— Source information —
• • • •

Issue #248, opened 2022-01-07
Expand the json format


matsduf:
If --json option is selected then only the result from the test case tests are included in the JSON structure. The data that --nstimes and --elapsed are printed outside the JSON structure in non-JSON format.

Expand the JSON format to be able to include also the data from --nstimes and --elapsed.

Also see #245.

PR #318, opened 2023-03-14
--nstimes and --elapsed in JSON format

pnax:
## Purpose

Expand the JSON format to include the data from --nstimes and --elapsed.

## Context

#248

## Changes

* output times in JSON format

## How to test this PR

```
zonemaster-cli --json --nstimes madrid
zonemaster-cli --json --elapsed london
```


lib/Zonemaster/CLI.pm
```diff
@@ -622,24 +622,49 @@ sub run {
...
+                $times{$ns} = {
+                    'max'    => sprintf( '%.2f', 1000 * $ns->max_time ),
+                    'min'    => sprintf( '%.2f', 1000 * $ns->min_time ),
+                    'avg'    => sprintf( '%.2f', 1000 * $ns->average_time ),
+                    'stddev' => sprintf( '%.2f', 1000 * $ns->stddev_time ),
+                    'median' => sprintf( '%.2f', 1000 * $ns->median_time ),
+                    'total'  => sprintf( '%.2f', 1000 * $ns->sum_time )
+                };
+            }
+            say $JSON->encode( \%times );
```
marc-vanderwal, line 637: By using `sprintf`, the times in the JSON object are strings. Why not floating-point numbers?

lib/Zonemaster/CLI.pm
```diff
@@ -622,24 +622,49 @@ sub run {
...
         }
     }
 
     if ($self->elapsed) {
         my $last = Zonemaster::Engine->logger->entries->[-1];
-        printf "Total test run time: %0.1f seconds.\n", $last->timestamp;
+
+        if ( $self->json ) {
+            my %elapsed = (
+                'elapsed' => sprintf( '%.2f', $last->timestamp )
```
marc-vanderwal, line 661: The `%.2f` format string is inconsistent with the one in use when JSON output is disabled. And why represent that timestamp as a string instead of a floating-point number in the JSON object?

pnax: An error. I've removed the rounding (see previous comment).

matsduf:
@pnax, can you rebase this on update develop where the PO file tests are removed from distribution package?

matsduf:
`zonemaster-cli --json` will output the result in one JSON structure, but with `--nstimes` or `--elapsed` there will be two structures (or three if both are included). Why not include the elapsed and nstimes structure into the same structure?

If `json-stream` is selected instead of `json` everything is presented on the same, top, level.

pnax:
> zonemaster-cli --json will output the result in one JSON structure [...] Why not include the elapsed and nstimes structure into the same structure?

This structure is a JSON array composed of similar items. Adding the output of --nselapsed or --nstimes to this array would result in an item inconsistency.

matsduf:
> > zonemaster-cli --json will output the result in one JSON structure [...] Why not include the elapsed and nstimes structure into the same structure?
> 
> This structure is a JSON array composed of similar items. Adding the output of --nselapsed or --nstimes to this array would result in an item inconsistency.

One option would be to create a new structure to be used is `elapsed` or `nstimes` is used where the array of result objects is named:
```JSON
{
  "elapsed": {
      "elapsed": "0.54"
    },
  "nstimes": [
     {...},
     {...}
  ],
  "jobresults": [
     {...},
     {...}
  ]
}
```

Also the documentation should be updated for `--elapsed` and `--nstimes`

```
$ zonemaster-cli -h
(...)
	--[no-]nstimes         At the end of a run, print a summary of the
	                       times (in milliseconds) the zone's name
	                       servers took to answer.
(...)
	--[no-]elapsed         Print elapsed time (in seconds) at end of run.
```

When running with `--json` the appear first.

pnax:
We could provide a different structure indeed. From your suggestion, I suggest something a little bit different for the `nstimes` array: 
```json
{
  "elapsed": {
      "elapsed": 0.54
    },
  "nstimes": [
   {
      "avg": 3.39,
      "max": 3.39,
      "median": 3.39,
      "min": 3.39,
      "server/ip": "nsa.dnsnode.net/194.58.192.46",
      "stddev": 0.00,
      "total": 3.39
    },
    {...}
  ],
  "jobresults": [
    {
      "args": {
        "version": "v4.6.2"
      },
      "level": "INFO",
      "message": "Using version v4.6.2 of the Zonemaster engine.",
      "tag": "GLOBAL_VERSION",
      "testcase": "UNSPECIFIED",
      "timestamp": 0.000745058059692383
     },
     {...}
  ]
}
```

matsduf:
> We could provide a different structure indeed. From your suggestion, I suggest something a little bit different for the `nstimes` array:

I think your suggestion is fine. 

Is `server/ip` a good key name? I suggest `nameserver` or even rather `ns`. In messages from test cases the standardized argument name for nameserver in the form "NAME/IP" is `ns` and I think it makes sense to use the same.

pnax:
A new proposal based on your comment and adding the output of the `--count` option:

```json
{
  "count": {                                                                                                                            
    "DEBUG": 769,                          
    "DEBUG2": 2306,                                                                                                                     
    "DEBUG3": 1727,                                                                                                                     
    "INFO": 97,                                                                                                                         
    "NOTICE": 1,                                                                                                                        
    "WARNING": 2                                                                                                                        
  },
  "elapsed": 0.54,
  "nstimes": [
   {
      "avg": 3.39,
      "max": 3.39,
      "median": 3.39,
      "min": 3.39,
      "ns": "nsa.dnsnode.net/194.58.192.46",
      "stddev": 0.00,
      "total": 3.39
    },
    {...}
  ],
  "jobresults": [
    {
      "args": {
        "version": "v4.6.2"
      },
      "level": "INFO",
      "message": "Using version v4.6.2 of the Zonemaster engine.",
      "tag": "GLOBAL_VERSION",
      "testcase": "UNSPECIFIED",
      "timestamp": 0.000745058059692383
     },
     {...}
  ]
}
```

lib/Zonemaster/CLI.pm
```diff
@@ -259,7 +259,7 @@ has 'nstimes' => (
     isa           => 'Bool',
     required      => 0,
     default       => 0,
-    documentation => __('At the end of a run, print a summary of the times the zone\'s name servers took to answer.'),
+    documentation => __( 'At the end of a run, print a summary of the times (in milliseconds) the zone\'s name servers took to answer.' ),
```
matsduf, line 262: This could be interpreted that it is presented at the end, which is not necessarily true for JSON output.

lib/Zonemaster/CLI.pm
```diff
@@ -312,7 +312,7 @@ has 'elapsed' => (
     isa           => 'Bool',
     required      => 0,
     default       => 0,
-    documentation => 'Print elapsed time at end of run.',
+    documentation => __( 'Print elapsed time (in seconds) at end of run.' ),
```
matsduf, line 315: This could be interpreted that it is presented at the end, which is not necessarily true for JSON output.

matsduf (approved):
Two minor comments, but this looks fine and I approve.

matsduf:
@marc-vanderwal, you had some comments. Please re-review.

marc-vanderwal (approved):
Looks good to me.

• • • •

— The problem —
Go through the records above and copy every line holding the word "documentation".

— Response for this exercise —
Also the documentation should be updated for `--elapsed` and `--nstimes`
-    documentation => __('At the end of a run, print a summary of the times the zone\'s name servers took to answer.'),
+    documentation => __( 'At the end of a run, print a summary of the times (in milliseconds) the zone\'s name servers took to answer.' ),
-    documentation => 'Print elapsed time at end of run.',
+    documentation => __( 'Print elapsed time (in seconds) at end of run.' ),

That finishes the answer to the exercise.